YOUR OBJECTIVE.
Look through the records and copy each line that has "opened" in it.

--- INFORMATION GIVEN Enclosed Below ---

PR #65, opened 2018-04-10
Allen/shape shift preceise

ahujsak:


src/edge-core-index.js
```diff
@@ -643,6 +644,34 @@ export type EdgeReceiveAddress = EdgeFreshAddress & {
   nativeAmount: string
 }
 
+export type EdgeCoinExchangeQuote = {
+  depositAmount: string,
+  depositAmountNative: string,
+  withdrawalAmount: string,
+  withdrawalAmountNative: string,
+  expiration: number,
```
swansontec: // ms

src/edge-core-index.js
```diff
@@ -643,6 +644,34 @@ export type EdgeReceiveAddress = EdgeFreshAddress & {
   nativeAmount: string
 }
 
+export type EdgeCoinExchangeQuote = {
+  depositAmount: string,
```
swansontec: Needed?

src/edge-core-index.js
```diff
@@ -643,6 +644,34 @@ export type EdgeReceiveAddress = EdgeFreshAddress & {
...
+  withdrawalAmount: string,
+  withdrawalAmountNative: string,
+  expiration: number,
+  quotedRate: string,
+  maxLimit: number,
+  orderId: string,
+  edgeTransacton: EdgeTransaction
+}
+
+export type SSExchangeQuote = {
```
swansontec: Move into shapeshift.js, not needed externally

src/error.js
```diff
@@ -112,3 +113,14 @@ export function UsernameError (message = 'Invalid username') {
...
 }
+
+/**
+ * Attempting to shape shift between two wallets of same currency.
+ */
+export function SameCurrencyError (
+  message = 'Wallets can not be the same currency'
+) {
+  const e = new Error(message)
+  e.name = e.type = errorNames.SameCurrencyError
```
swansontec: Get rid of e.type, this is an old thing we need to stop doing.

PR #67, opened 2018-04-13
Sync the account before & after edge logins

swansontec:


superhero2017:
Is it possible to get logged accounts as a synced response?

swansontec:
> Is it possible to get logged accounts as a synced response?

I don't know what you are asking. If you want to know which usernames have logged in on this device, look at `EdgeContext.localUsers` (https://github.com/EdgeApp/edge-core-js/blob/4bf7864c114f1f020bdf8ea2f2b770697aa1ad41/src/types/types.js#L951).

--- End of Enclosed INFORMATION GIVEN ---

EXERCISE RESULT.
PR #65, opened 2018-04-10
PR #67, opened 2018-04-13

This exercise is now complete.